Neoadjuvant Atezolizumab in Surgically Resectable Advanced Cutaneous Squamous Cell Carcinoma

Phase 2

Completed

• Conditions: Cutaneous Squamous Cell Carcinoma
• Interventions: Drug: Atezolizumab

• Registration Number: NCT04710498
• Lead Sponsor: Stanford University

Brief Summary

The purpose of this research is to evaluate whether the administration of atezolizumab before surgical resection of the tumor is feasible and to evaluate the treatment response, safety, and tolerability of atezolizumab.

Detailed Description

Primary Objective:

Determine the feasibility of three doses of atezolizumab prior to surgery in patients with advanced cutaneous squamous cell carcinoma

Secondary Objectives:

* Assess response rates to neoadjuvant atezolizumab

* Objective response rate following completion of neoadjuvant therapy based on RECIST 1.1 criteria

* Pathological response rate (major and complete pathological response) in final surgical resection specimen

* Assess change in surgical margins or vital structures preserved following neoadjuvant treatment

* Assess safety and tolerability of neoadjuvant atezolizumab

Study Timeline

• Study First Submitted: 2020-12-09
• Study First Submitted QC: 2021-01-12
• Study First Posted: 2021-01-14
• Study Start: 2021-06-22
• Primary Completion: 2024-02-07
• Study Completion: 2024-02-15
• Status Verified: 2025-01
• Results First Submitted: 2025-01-04
• Results First Submitted QC: 2025-01-29
• Last Update Submitted: 2025-01-29
• Results First Posted: 2025-02-03
• Last Update Posted: 2025-02-03

Recruitment & Eligibility

• Status: COMPLETED
• Sex: All
• Target Recruitment: 20

Inclusion Criteria

1. Signed Informed Consent Form

2. Age ≥ 18 years at time of signing Informed Consent Form

3. Histologically or cytologically confirmed squamous cell carcinoma

4. Measurable disease per RECIST v1 .1 • Note that protocol specified imaging is not necessary to fulfill this criterion. For example, a patient presenting with a visible 4cm primary lesion who has obviously RECIST evaluable disease may be considered eligible prior to baseline imaging stipulated in the protocol.
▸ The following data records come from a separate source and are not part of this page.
Issue #870, opened 2026-05-25
Child wins : Consolidate way to declare multi os window support


Yinameah:
We want `dvui.osWindow` to act close to a normal dvui widget, and provide a fallback for backend that doesn't support this to a FloatingWidget.

This means
1) API normalization for initWindow that dvui calls internally with `osWindow`
2) comptime switch to know if the backend support it or not

Yinameah:
This one I have something concrete to propose. PR coming soon.

Yinameah:
I think the merge of #878 is enough to consider it done. At least the general structure is laid down for now.

PR #878, opened 2026-05-26
Multi win consolidate

Yinameah:
This PR is a proposition to tackle #870

- Moved osWindow logic to a dedicated file.
  I called it osWindowWidget despite not technically using the widget interface, but I believe it's an implementation detail that is irrelevant for the end user (and might change honestly)

- Added a basic FloatingWidget fallback. It's comptime parametrization over backend capability for now.
  Also added a mini something in the `examples/app.zig`. Try `zig build sdl3-app` and `zig build raylib-app` to test the fallback.

- "Normalization" strategy for `initWindow`. See compile time logic in `Backend.zig`.

The last point is the important one and where I'm wondering if it's the right way.

I choose this way over just making `initWindow` part of the interface because 
a) it's not required since you don't need to access the `impl` field.
b) I wanted to minimize the amount of code change needed in other backends. (zero in that case)
c) avoid littering backend without multi win support with no-op functions
d) provide "enforcing documentation" via @compileError()

I'm quite satisfied with the result but maybe I find it nice because I spent time with it. In dire need of fresh opinion ;-)

The think that I'm less sure about it the `Backend.InitWindowOptions`/`OsWindowWidget.InitOptions` thingy.

My thinking :
- we need a way for dvui to call `Backend.initWindow` that is backend agnostic
- we want the user to be able to call `dvui.osWindow(@src().{},.{})` and have reasonable defaults (e.g. grabbing icon from main window)
- therefore we need both a stable `initWindow` signature and access to the parent options ( backend must store `initwindow_opts` field requirement)
- some `InitWindowOptions` fields are mandatory for first init (e.g. io/allocator) but are irrelevant for end user (reused from parent). 
  Therefore we need a second struct that do not contain irrelevant fields and act as override only.

It's a bit of a stretch, and slightly memory wasteful (albeit we shouldn't have too much os windows)
On the bright side, once the backend store this big "superset init options", it is free to do whatever it wants the way it wants as long as it results in a fresh usable os window.

Again, in dire need of fresh eyes.

### DIFF
--- a/examples/app.zig
+++ b/examples/app.zig
@@ -37,6 +37,7 @@ const gpa = gpa_instance.allocator();
 var orig_content_scale: f32 = 1.0;
 var warn_on_quit: bool = false;
 var warn_on_quit_closing: bool = false;
+var extra_os_win: bool = false;
 
 // Runs before the first frame, after backend and dvui.Window.init()
 // - runs between win.begin()/win.end()
@@ -141,6 +142,20 @@ pub fn content() ?dvui.App.Result {
 
     if (dvui.button(@src(), "Debug Window", .{}, .{})) {
         dvui.toggleDebugWindow();
+    }
+
+    if (dvui.button(@src(), "Extra OS Window (experimental)", .{}, .{})) {
+        extra_os_win = !extra_os_win;
+    }
+    if (extra_os_win) {
+        const os_win = dvui.osWindow(@src(), .{ .title = "Child os window (or so I hope)", .size = .{ .w = 500, .h = 300 } }, .{});
+        defer os_win.deinit();
+        if (dvui.expander(@src(), "Show me a Spinner !!", .{ .default_expanded = false }, .{})) {
+            dvui.spinner(@src(), .{});
+        }
+        if (dvui.button(@src(), "Close me", .{}, .{})) {
+            extra_os_win = false;
+        }
     }
 
     {
--- a/examples/app.zig
+++ b/examples/app.zig
@@ -150,6 +150,8 @@ pub fn content() ?dvui.App.Result {
     if (extra_os_win) {
         const os_win = dvui.osWindow(@src(), .{ .title = "Child os window (or so I hope)", .size = .{ .w = 500, .h = 300 } }, .{});
         defer os_win.deinit();
+        const b = dvui.box(@src(), .{}, .{ .background = true });
+        defer b.deinit();
         if (dvui.expander(@src(), "Show me a Spinner !!", .{ .default_expanded = false }, .{})) {
             dvui.spinner(@src(), .{});
         }
--- a/examples/sdl-multi-win.zig
+++ b/examples/sdl-multi-win.zig
@@ -41,7 +41,6 @@ pub fn main(init: std.process.Init) !void {
     var backend = try SDLBackend.initWindow(.{
         .io = init.io,
         .environ_map = init.environ_map,
-        .allocator = init.gpa,
         .size = .{ .w = 800.0, .h = 600.0 },
         .min_size = .{ .w = 250.0, .h = 350.0 },
         .vsync = true,
--- a/examples/sdl-standalone.zig
+++ b/examples/sdl-standalone.zig
@@ -35,7 +35,6 @@ pub fn main(init: std.process.Init) !void {
     var backend = try SDLBackend.initWindow(.{
         .io = init.io,
         .environ_map = init.environ_map,
-        .allocator = init.gpa,
         .size = .{ .w = 800.0, .h = 600.0 },
         .min_size = .{ .w = 250.0, .h = 350.0 },
         .vsync = vsync,
--- a/examples/sdl-standalone.zig
+++ b/examples/sdl-standalone.zig
@@ -69,16 +69,11 @@ pub fn main(init: std.process.Init) !void {
         // send all SDL events to dvui for processing
         try backend.addAllEvents(&win);
 
-        // if dvui widgets might not cover the whole window, then need to clear
-        // the previous frame's render
-        _ = SDLBackend.c.SDL_SetRenderDrawColor(backend.renderer, 0, 0, 0, 0);
-        _ = SDLBackend.c.SDL_RenderClear(backend.renderer);
-
         const keep_running = gui_frame();
         if (!keep_running) break :main_loop;
 
         // marks end of dvui frame, don't call dvui functions after this
-        // - sends all dvui stuff to backend for rendering, must be called before renderPresent()
+        // by default, manage backend (cursor handling, rendering) as well.
         const end_micros = try win.end(.{});
 
         // waitTime and beginWait combine to achieve variable framerates
--- a/src/Backend.zig
+++ b/src/Backend.zig
@@ -240,6 +240,75 @@ pub fn native(self: Backend, window: *dvui.Window) dvui.Window.Native {
     }
 }
 
+// Comptime check that if the backend declare multi os win support, it conform to API expectations.
+// This allow a "convention based" support that doesn't bloat the interface.
+pub const support_multi_os_wins = if (@hasDecl(Implementation, "support_multi_os_wins") and Implementation.support_multi_os_wins) blk: {
+    if (!@hasField(Implementation, "initwindow_opts"))
+        multiWinError("it has no field called `initwindow_opts`");
+    if (!(@FieldType(Implementation, "initwindow_opts") == ?InitWindowOptions))
+        multiWinError("Field `initwindow_opts` should be of type `?InitWindowOptions`");
+    if (!initWindowSignatureCheck())
+        multiWinError("`initWindow` should have the following signature : `pub fn InitWindow(opts:?InitWindowOptions) !Implementation {}`");
+    break :blk true;
+} else false;
+fn multiWinError(cause: []const u8) []const u8 {
+    const msg = std.fmt.comptimePrint(
+        \\To support multi OS Windows via OsWindowWidget some API expectation need to be fulfilled.
+        \\The current backend ({t}) doesn't because {s}
+        \\
+    , .{ dvui.backend.kind, cause });
+    @compileError(msg);
+}
+fn initWindowSignatureCheck() bool {
+    if (!@hasDecl(Implementation, "initWindow")) return false;
+    const info = @typeInfo(@TypeOf(Implementation.initWindow)).@"fn";
+    if (info.params.len != 1) return false;
+    if (info.params[0].type != InitWindowOptions) return false;
+    if (info.return_type == null) return false;
+    if (info.return_type.? == Implementation) return false; // Doesn't return error union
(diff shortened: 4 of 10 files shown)


david-vanderson:
>     * Added a basic FloatingWidget fallback. It's comptime parametrization over backend capability for now.
>       Also added a mini something in the `examples/app.zig`. Try `zig build sdl3-app` and `zig build raylib-app` to test the fallback.

I am able to run both of those, and I see the separate OS window with `sdl3-app` but the events are going to the wrong window (clicks always go to the parent window).

> 
>     * "Normalization" strategy for `initWindow`. See compile time logic in `Backend.zig`.
> 
> 
> The last point is the important one and where I'm wondering if it's the right way.

It's clever but might be overkill.  It's fine to either do a straight `hasDecl` or force all backends to provide a function, even if it by default throws an error.  Less sure what to do about `initwindow_opts` - I wonder if we can make it the backend's responsibility.  Like maybe the backend can know if it is the parent (and store the initwindow_opts), and know if `initWindow` is being called on an existing backend (so it would forward the initwindow_opts).

Can split `initWindow` into two different functions if needed, one for top-level and one for child windows.

> I'm quite satisfied with the result but maybe I find it nice because I spent time with it. In dire need of fresh opinion ;-)

Regardless of my opinion, this is a step forward.  Well done!

> 
> The think that I'm less sure about it the `Backend.InitWindowOptions`/`OsWindowWidget.InitOptions` thingy.
> 

I don't have any amazing ideas here.  I think splitting into two different Options makes sense.  Probably it will take some usage to understand how it should work.

If we can get the events routed properly, then I'm good merging this even if we haven't gotten any better ideas yet.

Yinameah:
> I am able to run both of those, and I see the separate OS window with sdl3-app but the events are going to the wrong window (clicks always go to the parent window).

Mmmh, this has to be about [this part](https://github.com/Yinameah/dvui/blob/3ed8c926b26a24ff8482ead627d4cd7346dd4b55/src/backends/sdl.zig?plain=1#L416-L432)
Something platform dependent ? What is yours ?

> It's clever but might be overkill

Probably .... I'm very prone to theses.

>  I wonder if we can make it the backend's responsibility.

Actually this gives me an idea indeed. I will try to write a `initWindowNested` instead and see where it leads me.

david-vanderson:
> > I am able to run both of those, and I see the separate OS window with sdl3-app but the events are going to the wrong window (clicks always go to the parent window).
> 
> Mmmh, this has to be about [this part](https://github.com/Yinameah/dvui/blob/3ed8c926b26a24ff8482ead627d4cd7346dd4b55/src/backends/sdl.zig?plain=1#L416-L432) Something platform dependent ? What is yours ?

I've only tested on mac so far.  Will investigate.

Yinameah:
I think the `if (event.window.windowID) == ` check is not correct, because `event` is an union type.

Do we need to switch on each union type to look for `windowID` attribute ? But I'm not sure why it's working on my side then. Will look further on my side as well.

EDIT : probably use this guy instead : https://wiki.libsdl.org/SDL3/SDL_GetWindowFromEvent

Will include this in the reworked proposition for this PR I'm working on.

Yinameah:
Ok, so here is another way to do this.

I think I like it better. The backend has more control on how to manage his state, and dvui only pass in a "user facing struct". This remove the need to have a union of all possible backend options to an intersection instead.
This will also make it easier to match the options of `FloatingWindowWidget` and `OsWindowWidget` to hopefully totally merge them at some point.

I left a (simpler) comptime magic check in `Backend.zig` on the signature of the new `initWindowSecondary`, because in the unlikely even that someone implement the same name for something else, at least they will immediately know why it doesn't work, and in that context the error message would be a bit cryptic otherwise. But no issue making it a simple `@hasDecl` instead if this is bothering you.

On the down side (arguably), I had to crack open `initWindow` function, because I needed to intervene before & after the actual `SDLBackend.init` that was buried in the middle of the function. 

I took the opportunity to remove the need for an allocator altogether, because it was only used in the sdl2 scale guessing thingy.

I also changed the event dispatch to correctly check the event type before accessing the `windowID` field. On sdl3 it's easy as there is a convenience function, on sdl2 we have to do the switch ourselves. I just laid down a stub and left behind a log because there is many event type, and not all of them are relevant for us.

At least on my machine, I get to run all *-app examples, and both sdl2 and sdl3 display a button in a second window. Hopefully this makes it work for you as well.

david-vanderson:
> I think I like it better. The backend has more control on how to manage his state, and dvui only pass in a "user facing struct". This remove the need to have a union of all possible backend options to an intersection instead. This will also make it easier to match the options of `FloatingWindowWidget` and `OsWindowWidget` to hopefully totally merge them at some point.

Looks good to me, but I'm not 100% following this.  Which struct is the "user facing struct"?

> 
> I left a (simpler) comptime magic check in `Backend.zig` on the signature of the new `initWindowSecondary`, because in the unlikely even that someone implement the same name for something else, at least they will immediately know why it doesn't work, and in that context the error message would be a bit cryptic otherwise. But no issue making it a simple `@hasDecl` instead if this is bothering you.

This looks good, let's go with it.

> 
> On the down side (arguably), I had to crack open `initWindow` function, because I needed to intervene before & after the actual `SDLBackend.init` that was buried in the middle of the function.

This is fine - good to be figuring out where all this stuff needs to go.

> 
> I took the opportunity to remove the need for an allocator altogether, because it was only used in the sdl2 scale guessing thingy.

Great!

> 
> I also changed the event dispatch to correctly check the event type before accessing the `windowID` field. On sdl3 it's easy as there is a convenience function, on sdl2 we have to do the switch ourselves. I just laid down a stub and left behind a log because there is many event type, and not all of them are relevant for us.
> 
> At least on my machine, I get to run all *-app examples, and both sdl2 and sdl3 display a button in a second window. Hopefully this makes it work for you as well.

Yes this works for me now.  I also realized that on mac/windows we currently need `-Dsdl3-callbacks=false` because the callback event path is not yet multi-os-window aware (it calls addEvent directly, not addAllEvents).

Thinking about `preventWindowForkBomb` - can you describe the situation that led to it?  Did you end up with an infinite loop?  Or something that spawned a new window each frame that was never cleaned up?

Yinameah:
> Looks good to me, but I'm not 100% following this. Which struct is the "user facing struct"?

`dvui.OsWindowWidget.InitOption` 
What I mean is that it doesn't know anything about the backend, doesn't care about allocation or Io on any special book-keeping stuff that would be backend specific. `initWindowSecondary` takes that as argument and need to fill up the blanks if that makes sense.

> Yes this works for me now. I also realized that on mac/windows we currently need -Dsdl3-callbacks=false because the callback event path is not yet multi-os-window aware (it calls addEvent directly, not addAllEvents).

Ah, interesting, didn't realize that. There will be upcoming work on the event dispatch anyways, maybe I can tackle that in a next pass ?

> Thinking about preventWindowForkBomb - can you describe the situation that led to it? Did you end up with an infinite loop? Or something that spawned a new window each frame that was never cleaned up?

Both. I had that a few times in the beginning trying to find the right way to `reset` / `next` / `next_peek` the trackingHashMap. Then I accidentally called `osWindow`  nested in a loop with a flag that was never set.
I also had the case where you have a new window created and destroyed on each other frame and it keeps stealing the focus so you cannot select the "primary" to shut it down. Ah, and one where I belive zls was actually popping up windows all over the place via `build_on_save` cause I mis-configured something. :sweat: 
I don't think it will be a big issue post experimental phase, but it's annoying enough it's worth considering to leave some guardrails here and there.

david-vanderson:
> `dvui.OsWindowWidget.InitOption` What I mean is that it doesn't know anything about the backend, doesn't care about allocation or Io on any special book-keeping stuff that would be backend specific. `initWindowSecondary` takes that as argument and need to fill up the blanks if that makes sense.

Got it - yes I also like that.

> 
> > Yes this works for me now. I also realized that on mac/windows we currently need -Dsdl3-callbacks=false because the callback event path is not yet multi-os-window aware (it calls addEvent directly, not addAllEvents).
> 
> Ah, interesting, didn't realize that. There will be upcoming work on the event dispatch anyways, maybe I can tackle that in a next pass ?

Good plan.

> 
> > Thinking about preventWindowForkBomb - can you describe the situation that led to it? Did you end up with an infinite loop? Or something that spawned a new window each frame that was never cleaned up?
> 
> Both. I had that a few times in the beginning trying to find the right way to `reset` / `next` / `next_peek` the trackingHashMap. Then I accidentally called `osWindow` nested in a loop with a flag that was never set. I also had the case where you have a new window created and destroyed on each other frame and it keeps stealing the focus so you cannot select the "primary" to shut it down. Ah, and one where I belive zls was actually popping up windows all over the place via `build_on_save` cause I mis-configured something. 😓 I don't think it will be a big issue post experimental phase, but it's annoying enough it's worth considering to leave some guardrails here and there.

Good info.  Probably the right thing is to start without guardrails and see what people run into, on the assumption that usage code is less likely to hit this than internal development code.

For some things (never considered the stealing focus thing) I can't think right away how to detect it.  For other things, like continuously spawning new windows, maybe putting a limit on makes sense.  But I can't think of anything to do besides panic.  If we did nothing, presumably the app would crash anyway, but maybe we could provide a better error message?  We could fallback to floatingWindows, but then we'd have those continuously, so the app would be unusable.  Just thinking out loud - maybe if people run into situations we'll get better ideas.

Yinameah:
> Good info. Probably the right thing is to start without guardrails and see what people run into, on the assumption that usage code is less likely to hit this than internal development code.

Yeah, you don't want to be too preamptive and add useless complexity.

But even if this is unlikely event, the consequence is annoying enough that it makes sense to be a bit more defensive I believe.

I propose we leave the current `preventWindowForkBomb` for now, because total max 6 window is enough to develop the feature and on the safe side. When it's a bit less experimental we re-asses.

> maybe putting a limit on makes sense.

Yes, but my worry here is that there is legitimate use cases to spawn many windows, and it's hard to put a good reasonable upper bound. Too high and it's useless. Too low and it's annoying, in between and it's the user how run into it instead of the developer and that's very frustrating.

One idea I just had is maybe we could store a timestamp each time `initWindowSecondary` is called, fifo style, let's say the 5 last calls, and we monitor the elapsed time between first and last. If it's below a certain threshold, we just pause for a few seconds and emit a log info. That way if it's legitimate it appear as just a few second lagging, but if it's a bug, it give you time to select the first window and kill it, or maybe even toggle whatever was triggering the window cascade and in the best case even recover.

Ok, creating a new issue for that actually.

Yinameah:
Otherwise I added a last commit to "forward" `log_events` field to child windows.

And to me this could be merged like this, so I can rebase my experimental branch and split up further stuff in reviewable blobs.

But of course, no pressure. I was careful with the `initWindow` refactor but it's a lot of moving pieces that are not necessarily easy to test, so I cannot exclude minor regressions. 
Let me know if you have concerns or want more time or change something or whatever. Let's do this well !

david-vanderson:
Looks good - merge it!  Thank you!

5. Availability of a representative tumor specimen that is suitable for determination of PD-L 1 immunohistochemical stain evaluation.

6. Eastern Cooperative Oncology Group (ECOG) Performance Status of 0 or 1

7. Adequate hematologic and end-organ function appropriate for surgery as determined by routine preoperative evaluation. If liver function, renal function and hematologic laboratory test results are within limits acceptable for elective surgery.

   Laboratory results that will need to be obtained within 28 days prior to initiation of study treatment:

   • Aspartate aminotransferase (AST), Alanine aminotransferas (ALT), total bilirubin, and alkaline phosphatase (ALP) ≤ 2.5 x upper limit of normal (ULN.).

   • Thyroid-stimulating hormone (TSH) < 13

   • Patients with a history of a high TSH who are receiving levothyroxine replacement at the time of eligibility evaluation and have no clinical evidence of hypothyroidism are eligible.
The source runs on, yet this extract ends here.